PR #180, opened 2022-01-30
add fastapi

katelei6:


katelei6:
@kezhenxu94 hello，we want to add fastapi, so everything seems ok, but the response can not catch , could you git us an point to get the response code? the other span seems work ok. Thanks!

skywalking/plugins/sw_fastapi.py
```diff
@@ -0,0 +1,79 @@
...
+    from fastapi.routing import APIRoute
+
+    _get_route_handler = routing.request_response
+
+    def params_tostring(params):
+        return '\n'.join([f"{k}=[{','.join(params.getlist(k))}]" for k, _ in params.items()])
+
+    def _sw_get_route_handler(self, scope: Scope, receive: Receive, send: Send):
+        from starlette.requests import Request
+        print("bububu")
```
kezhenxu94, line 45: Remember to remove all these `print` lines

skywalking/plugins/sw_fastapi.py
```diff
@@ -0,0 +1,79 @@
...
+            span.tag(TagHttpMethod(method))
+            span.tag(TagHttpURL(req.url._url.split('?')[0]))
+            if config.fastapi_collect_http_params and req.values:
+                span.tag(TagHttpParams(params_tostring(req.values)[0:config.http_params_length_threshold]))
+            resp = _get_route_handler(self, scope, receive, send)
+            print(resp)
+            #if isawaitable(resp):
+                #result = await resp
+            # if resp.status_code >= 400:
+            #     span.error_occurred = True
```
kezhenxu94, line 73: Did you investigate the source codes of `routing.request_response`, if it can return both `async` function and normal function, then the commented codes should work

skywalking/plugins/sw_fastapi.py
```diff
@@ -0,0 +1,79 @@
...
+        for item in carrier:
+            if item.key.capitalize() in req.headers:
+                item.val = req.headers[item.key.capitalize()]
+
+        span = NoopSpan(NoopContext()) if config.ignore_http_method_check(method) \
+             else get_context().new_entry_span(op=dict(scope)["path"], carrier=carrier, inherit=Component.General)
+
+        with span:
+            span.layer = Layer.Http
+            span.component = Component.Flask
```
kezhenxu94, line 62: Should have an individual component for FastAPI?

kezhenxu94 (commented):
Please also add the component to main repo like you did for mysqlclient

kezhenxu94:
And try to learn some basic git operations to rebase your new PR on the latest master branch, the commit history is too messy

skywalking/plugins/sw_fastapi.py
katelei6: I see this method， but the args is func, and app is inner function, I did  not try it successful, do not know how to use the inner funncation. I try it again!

********

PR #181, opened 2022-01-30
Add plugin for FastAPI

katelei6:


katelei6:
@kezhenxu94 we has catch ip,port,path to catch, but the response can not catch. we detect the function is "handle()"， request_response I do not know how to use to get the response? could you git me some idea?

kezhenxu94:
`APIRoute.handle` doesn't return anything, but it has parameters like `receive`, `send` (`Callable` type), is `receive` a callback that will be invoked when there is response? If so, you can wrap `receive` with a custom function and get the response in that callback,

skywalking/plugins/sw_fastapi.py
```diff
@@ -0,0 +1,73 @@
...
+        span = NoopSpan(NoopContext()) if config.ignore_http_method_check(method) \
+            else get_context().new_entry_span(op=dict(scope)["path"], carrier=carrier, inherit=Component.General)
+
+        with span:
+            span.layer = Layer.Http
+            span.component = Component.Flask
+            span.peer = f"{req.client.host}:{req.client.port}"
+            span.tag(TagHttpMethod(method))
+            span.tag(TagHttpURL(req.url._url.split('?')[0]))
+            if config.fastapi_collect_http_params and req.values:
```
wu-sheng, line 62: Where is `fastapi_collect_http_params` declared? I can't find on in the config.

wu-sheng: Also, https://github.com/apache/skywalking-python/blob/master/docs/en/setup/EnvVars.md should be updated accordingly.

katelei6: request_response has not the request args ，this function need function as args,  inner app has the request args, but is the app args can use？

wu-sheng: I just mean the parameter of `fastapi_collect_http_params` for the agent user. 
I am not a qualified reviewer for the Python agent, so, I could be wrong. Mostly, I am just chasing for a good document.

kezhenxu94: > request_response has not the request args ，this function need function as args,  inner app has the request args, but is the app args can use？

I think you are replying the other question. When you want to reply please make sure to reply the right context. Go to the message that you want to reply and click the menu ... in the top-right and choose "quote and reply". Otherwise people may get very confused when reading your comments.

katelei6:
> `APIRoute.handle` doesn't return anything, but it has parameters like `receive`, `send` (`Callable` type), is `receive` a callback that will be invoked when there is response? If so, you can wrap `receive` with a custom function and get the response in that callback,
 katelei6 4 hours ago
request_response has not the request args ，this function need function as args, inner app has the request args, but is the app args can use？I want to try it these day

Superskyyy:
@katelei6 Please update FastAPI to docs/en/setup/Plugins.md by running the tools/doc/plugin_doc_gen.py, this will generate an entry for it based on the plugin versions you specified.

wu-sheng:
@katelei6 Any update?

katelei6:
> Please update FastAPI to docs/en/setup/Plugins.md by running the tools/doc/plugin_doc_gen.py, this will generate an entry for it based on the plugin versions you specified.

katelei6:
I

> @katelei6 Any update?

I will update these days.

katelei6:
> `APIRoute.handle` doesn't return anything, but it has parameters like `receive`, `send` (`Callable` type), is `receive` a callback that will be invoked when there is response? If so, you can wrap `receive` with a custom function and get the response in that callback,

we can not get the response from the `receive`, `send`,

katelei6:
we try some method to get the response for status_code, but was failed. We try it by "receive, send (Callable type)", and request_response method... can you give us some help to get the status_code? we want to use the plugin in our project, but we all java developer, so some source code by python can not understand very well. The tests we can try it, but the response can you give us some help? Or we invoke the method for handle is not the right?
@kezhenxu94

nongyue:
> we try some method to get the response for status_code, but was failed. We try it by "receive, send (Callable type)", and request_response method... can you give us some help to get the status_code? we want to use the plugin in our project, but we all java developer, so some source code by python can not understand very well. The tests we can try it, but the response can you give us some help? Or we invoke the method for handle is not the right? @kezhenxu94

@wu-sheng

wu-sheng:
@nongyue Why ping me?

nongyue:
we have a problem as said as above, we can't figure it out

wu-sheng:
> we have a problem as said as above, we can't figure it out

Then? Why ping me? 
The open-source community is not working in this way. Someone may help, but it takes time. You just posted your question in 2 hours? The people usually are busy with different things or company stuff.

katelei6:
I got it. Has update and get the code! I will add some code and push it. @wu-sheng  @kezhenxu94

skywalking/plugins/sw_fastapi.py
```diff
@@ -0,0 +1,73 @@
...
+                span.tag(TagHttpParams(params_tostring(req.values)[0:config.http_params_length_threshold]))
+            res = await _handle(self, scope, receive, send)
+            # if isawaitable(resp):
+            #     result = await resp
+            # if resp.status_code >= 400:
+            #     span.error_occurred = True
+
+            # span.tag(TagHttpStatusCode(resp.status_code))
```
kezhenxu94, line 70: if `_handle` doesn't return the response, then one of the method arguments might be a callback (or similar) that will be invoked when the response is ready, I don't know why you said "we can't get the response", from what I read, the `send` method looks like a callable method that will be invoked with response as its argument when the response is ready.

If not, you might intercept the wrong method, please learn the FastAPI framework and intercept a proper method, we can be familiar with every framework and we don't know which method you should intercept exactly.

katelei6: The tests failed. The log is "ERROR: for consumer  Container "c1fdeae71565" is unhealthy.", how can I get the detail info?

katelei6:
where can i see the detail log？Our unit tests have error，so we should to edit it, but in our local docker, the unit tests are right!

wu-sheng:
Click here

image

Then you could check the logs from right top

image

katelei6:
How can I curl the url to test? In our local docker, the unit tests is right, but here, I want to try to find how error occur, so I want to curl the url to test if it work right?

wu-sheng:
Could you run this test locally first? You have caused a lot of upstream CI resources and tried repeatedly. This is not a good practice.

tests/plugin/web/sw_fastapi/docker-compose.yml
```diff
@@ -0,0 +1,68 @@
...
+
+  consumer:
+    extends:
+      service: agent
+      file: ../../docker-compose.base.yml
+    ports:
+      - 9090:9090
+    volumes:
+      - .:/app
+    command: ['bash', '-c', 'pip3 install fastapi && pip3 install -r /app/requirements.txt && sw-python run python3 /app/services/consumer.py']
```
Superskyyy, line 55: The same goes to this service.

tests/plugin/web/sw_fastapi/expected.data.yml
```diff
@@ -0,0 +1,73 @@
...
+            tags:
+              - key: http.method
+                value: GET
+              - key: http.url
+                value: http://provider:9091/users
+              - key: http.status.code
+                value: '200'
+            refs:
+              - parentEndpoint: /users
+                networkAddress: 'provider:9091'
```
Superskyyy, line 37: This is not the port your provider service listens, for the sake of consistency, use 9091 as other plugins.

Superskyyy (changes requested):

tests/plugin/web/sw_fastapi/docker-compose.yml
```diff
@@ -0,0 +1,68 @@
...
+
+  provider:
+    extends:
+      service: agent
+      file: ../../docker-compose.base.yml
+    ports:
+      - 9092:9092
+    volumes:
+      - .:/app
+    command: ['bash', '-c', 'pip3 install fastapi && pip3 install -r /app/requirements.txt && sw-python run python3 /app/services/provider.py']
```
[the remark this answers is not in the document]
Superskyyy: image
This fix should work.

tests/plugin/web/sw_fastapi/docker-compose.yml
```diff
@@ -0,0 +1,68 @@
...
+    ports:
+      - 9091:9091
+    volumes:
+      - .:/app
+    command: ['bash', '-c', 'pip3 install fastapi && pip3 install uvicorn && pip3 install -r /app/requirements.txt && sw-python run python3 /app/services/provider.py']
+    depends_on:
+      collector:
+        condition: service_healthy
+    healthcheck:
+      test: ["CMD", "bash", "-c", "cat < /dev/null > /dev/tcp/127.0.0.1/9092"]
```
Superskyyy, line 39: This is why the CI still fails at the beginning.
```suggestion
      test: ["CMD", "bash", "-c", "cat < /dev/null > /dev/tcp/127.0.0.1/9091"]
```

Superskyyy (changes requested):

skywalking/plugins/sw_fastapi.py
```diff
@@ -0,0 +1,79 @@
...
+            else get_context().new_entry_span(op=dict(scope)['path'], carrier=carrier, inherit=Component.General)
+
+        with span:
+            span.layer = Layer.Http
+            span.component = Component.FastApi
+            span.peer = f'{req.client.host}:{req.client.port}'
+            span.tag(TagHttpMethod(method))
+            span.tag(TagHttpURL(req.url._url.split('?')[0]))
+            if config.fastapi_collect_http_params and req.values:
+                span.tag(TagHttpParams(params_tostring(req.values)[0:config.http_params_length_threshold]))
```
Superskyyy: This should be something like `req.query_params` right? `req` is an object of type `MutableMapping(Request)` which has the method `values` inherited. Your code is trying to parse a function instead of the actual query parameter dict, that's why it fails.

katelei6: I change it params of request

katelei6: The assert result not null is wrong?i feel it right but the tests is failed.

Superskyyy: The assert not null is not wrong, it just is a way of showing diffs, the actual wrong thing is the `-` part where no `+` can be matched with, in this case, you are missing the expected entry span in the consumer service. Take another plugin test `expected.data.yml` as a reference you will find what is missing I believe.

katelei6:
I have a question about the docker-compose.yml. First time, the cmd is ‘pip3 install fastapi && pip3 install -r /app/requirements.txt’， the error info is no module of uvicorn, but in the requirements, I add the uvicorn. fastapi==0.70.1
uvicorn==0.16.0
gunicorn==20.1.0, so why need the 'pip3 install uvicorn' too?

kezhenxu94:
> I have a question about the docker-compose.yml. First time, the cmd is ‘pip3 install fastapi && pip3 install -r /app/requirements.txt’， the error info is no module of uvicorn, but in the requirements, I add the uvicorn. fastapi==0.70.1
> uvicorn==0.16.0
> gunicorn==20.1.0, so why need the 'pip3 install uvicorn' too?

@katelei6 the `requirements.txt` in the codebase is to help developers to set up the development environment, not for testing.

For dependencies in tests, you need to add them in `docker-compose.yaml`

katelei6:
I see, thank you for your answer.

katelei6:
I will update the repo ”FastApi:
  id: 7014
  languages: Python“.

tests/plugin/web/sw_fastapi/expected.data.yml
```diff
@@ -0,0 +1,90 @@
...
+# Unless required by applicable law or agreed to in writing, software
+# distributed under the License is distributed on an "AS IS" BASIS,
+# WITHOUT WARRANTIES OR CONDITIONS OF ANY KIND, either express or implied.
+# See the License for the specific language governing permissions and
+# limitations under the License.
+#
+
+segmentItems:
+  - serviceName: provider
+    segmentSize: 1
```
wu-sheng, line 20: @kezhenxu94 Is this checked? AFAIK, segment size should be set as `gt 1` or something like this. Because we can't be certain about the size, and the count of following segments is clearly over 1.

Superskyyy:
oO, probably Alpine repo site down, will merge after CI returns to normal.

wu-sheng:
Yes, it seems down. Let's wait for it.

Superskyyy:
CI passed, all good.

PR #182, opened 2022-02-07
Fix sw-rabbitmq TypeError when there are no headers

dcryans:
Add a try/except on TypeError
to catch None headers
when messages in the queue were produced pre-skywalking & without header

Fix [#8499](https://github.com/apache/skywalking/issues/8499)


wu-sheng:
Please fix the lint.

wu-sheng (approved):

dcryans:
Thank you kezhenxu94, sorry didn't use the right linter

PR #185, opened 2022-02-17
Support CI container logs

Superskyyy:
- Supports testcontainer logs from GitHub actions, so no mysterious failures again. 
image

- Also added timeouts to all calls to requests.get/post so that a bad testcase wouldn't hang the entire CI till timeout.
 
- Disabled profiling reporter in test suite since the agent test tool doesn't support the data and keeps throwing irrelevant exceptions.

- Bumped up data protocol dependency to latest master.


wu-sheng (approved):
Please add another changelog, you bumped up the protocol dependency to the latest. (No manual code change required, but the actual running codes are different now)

********

● Work to complete:
Every line in the data above that contains "learn" needs to be copied.

● Answer area:
And try to learn some basic git operations to rebase your new PR on the latest master branch, the commit history is too messy
If not, you might intercept the wrong method, please learn the FastAPI framework and intercept a proper method, we can be familiar with every framework and we don't know which method you should intercept exactly.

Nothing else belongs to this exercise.